Neppure "Marionette" mi era sembrata una grande storia, a dire il vero: ma aveva un che di sclaviano, un tono malinconico con punte decisamente nere che me l'aveva resa in parte accattivante, pur con diversi difetti -soprattutto un Groucho particolarmente invadente e altrettanto irritante per la bassa qualità delle sue battute. Oggi, di quella che credo sia la storia dylaniana più lunga non apparsa in uno speciale (escludendo ovviamente le storie doppie della serie regolare), riesco a salvare solo i maestosi disegni di Brindisi, che approfitta del grande formato per realizzare tavole ricche di dettagli, sia in interni che in esterni, ricorrendo spesso a campi lunghi o lunghissimi (ho letto nelle pagine precedenti del thread che la stampa avrebbe penalizzato la bellezza dei suoi disegni, e quasi non riesco a crederci, visto che già mi pare una delle sue prove migliori.)
Il problema è nella sceneggiatura, e adesso ho l'impressione che la causa inizi a intravedersi ancor prima dell'inizio, ossia a partire dalla scelta di Gonano di usare uno pseudonimo (anche se Brindisi prova a sabotarlo -si veda, a pag. 38, la scritta "G.ONAN" sul retro di un furgone
). All'epoca, se non ricordo male, si sospettò che dietro quella sigla ci fosse un altro sceneggiatore bonelliano, creatore o autore di punta di qualche altro personaggio, che aveva scelto il semi-anonimato un po' per gioco, un po' per evitare che il lettore dylaniano lo associasse al suo personaggio principale (o, viceversa, che il pubblico del suo personaggio principale lo associasse a Dylan Dog).
Adesso, dopo aver scoperto la sua identità, ho invece il fortissimo sospetto che Gonano si vergognasse un po' di far apparire il suo nome su una testata come Dylan Dog, forse perché considerato un fumetto dal target adolescenziale. Il che spiegherebbe non solo lo pseudonimo, ma anche l'estrema "letterarietà" (che significa anche, ma non solo, verbosità: si vedano le riflessioni in voce over di Julia) della storia, il suo indulgere in tematiche "serie" ibridandole con riflessioni esistenzial-filosofiche alla Sclavi.

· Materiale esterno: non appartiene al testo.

PR #85, opened 2015-10-23
add getUnhandledProps util

### LINKED ISSUE #69: getSpreadableProps util
A util for getting spreadable props, to handle this use case:

``` jsx
let checkboxProps = _.clone(this.props);
delete checkboxProps.settings;  // all modules need to do this
delete checkboxProps.className; // this would be passed in

// then

<input {...checkboxProps} />
```

We need to remove `props.settings` from all Semantic UI Modules.  Also, many components need to exclude certain props from being spread as they belong elsewhere.  Like the checkbox example above, and this message example:

``` jsx
let messageProps = _.clone(this.props);
delete messageProps.icon;

// then

<div {...messageProps}>
```

The icon prop belongs as classes on the icon inside the message, then the rest of the props are spread.

This should be abstracted away with a util that understands what to do to get spreadable props.

levithomason:
Fixes #69 

This util gets all props for a component that are not defined in `propTypes` nor in `defaultProps`.  These extra props are considered 'unhandled` by the component at hand.

The immediate usage of this util will be for spreading props the user passed in that we aren't already explicitly handling.

### DIFF
--- a/test/utils/getUnhandledPops-test.js
+++ b/test/utils/getUnhandledPops-test.js
@@ -1,0 +1,33 @@
+import _ from 'lodash';
+import getUnhandledProps from 'src/utils/getUnhandledProps';
+
+// Helper class that takes in props and merges defaultProps
+class TestClass {
+  constructor(props) {
+    this.props = _.assign({}, this.constructor.defaultProps, props);
+    this.unhandledProps = getUnhandledProps(this);
+  }
+}
+
+describe.only('getUnhandledProps', () => {
+  it('removes props defined in defaultProps', () => {
+    TestClass.defaultProps = {imHandled: 'thanks'};
+    new TestClass()
+      .unhandledProps
+      .should.not.have.any.keys(_.keys(TestClass.defaultProps));
+  });
+  it('removes props defined in propTypes', () => {
+    TestClass.propTypes = {imHandled: 'thanks'};
+    new TestClass()
+      .unhandledProps
+      .should.not.have.any.keys(_.keys(TestClass.defaultProps));
+  });
+  it('leave props not in defaultProps || propTypes in tact', () => {
+    TestClass.defaultProps = {imHandled: 'thanks'};
+    TestClass.propTypes = {alsoHandled: 'got it'};
+    const props = {thisShould: 'still be here'};
+    new TestClass(props)
+      .unhandledProps
+      .should.eql(props);
+  });
+});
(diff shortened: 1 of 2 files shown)


eanplatter:
This is an awesome utility? Could it be extended to work with extra props on classes? I guess it would be hard to tell if the classes are being used or not. Either way :fallen_leaf:

test/utils/getUnhandledPops-test.js
```diff
@@ -0,0 +1,33 @@
...
+  it('removes props defined in propTypes', () => {
+    TestClass.propTypes = {imHandled: 'thanks'};
+    new TestClass()
+      .unhandledProps
+      .should.not.have.any.keys(_.keys(TestClass.defaultProps));
+  });
+  it('leave props not in defaultProps || propTypes in tact', () => {
+    TestClass.defaultProps = {imHandled: 'thanks'};
+    TestClass.propTypes = {alsoHandled: 'got it'};
+    const props = {thisShould: 'still be here'};
```
athurman, line 28: Just a quick question here as to why you chose to make this variable a `const` as opposed to a `let`? Is it solely because this variable is meant to be read only? Or another, more specific reason?

:smiley: Just curious

athurman:
:ocean: :octopus: Looks super handy

test/utils/getUnhandledPops-test.js
levithomason, line 28: Good question!  We've updated the linter.  If you make a variable whose value never changes, it will tell you to make it a const instead.  The only use case for a `let` now is for a variable whose value changes.  Example:

```
let hasCertainChild;
React.Children.forEach(child => {
  if (someCondition(child) {
    hasSomeChild = true;
  }
})
```

In this case, the var is initialized as `undefined` and then set to `true` if the condition is met.

Going a bit further, a const wouldn't work here for both of those reasons.  It cannot be initialized with an empty value nor can it's value change.

levithomason:
@eanplatter yes this util works with classes.  Classes are just functions with a new name.  The important thing is that the util looks for static properties `SomeClass.propTypes` and `SomeClass.defaultProps` to do it's magic.  It finds these via `this.constructor.<foo>`.

These are equivalent and all produce objects like the above:

``` jsx
// ES5
function SomeClass() {}

// ES6
class SomeClass {}
SomeClass.propTypes = {};
SomeClass.defaultProps = {};

// ES7
class SomeClass {
  static propTypes = {};
  static defaultProps = {};
}
```

Finally, whether or not the class `extends` anything is irrelevant.  Just so long as it has the right static props.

La scelta di aprire con la morte della ragazza di Dylan è insolita, anche se costringe di fatto a narrare quasi tutto in flashback -soluzione che del resto è coerente con i risvolti noir della storia (con echi di "Chinatown" di Polanski, oltre che forse dell'Ellroy di "Dalia Nera"), ma che rende non sempre scorrevolissima la lettura.
Si vede, come detto, che Gonano prova a rifarsi a Sclavi, ma i risultati sono pasticciatissimi, sia nei dettagli (goffa e pretenziosa la canzone di pag. 110, fastidiosi oltre ogni limite Groucho e la parlata "robotica" di Robbie, un Dylan alternativamente cupo e apatico che si riscuote dal torpore solo per coprire le prove di un omicidio), sia nel complesso. Deludono in particolare il tono paternalistico e lo stile didascalico dell'autore: la metafora burattinesca viene sottolineata (anche nei dialoghi) appena possibile, come se non ci si fidasse dell'intelligenza del lettore medio di Dylan Dog -il tema della libertà e delle catene che ci vincolano viene portato avanti per tutta la durata della storia, ma non si capisce dove si voglia andare a parare; e perfino l'epilogo è confuso, al punto che non si riesce neanche a scoprire se Stromboli fosse al corrente (e quanto eventualmente fosse complice) dei delitti di Robbie, il cui movente e le cui dinamiche, a loro volta, non è che siano proprio chiarissimi.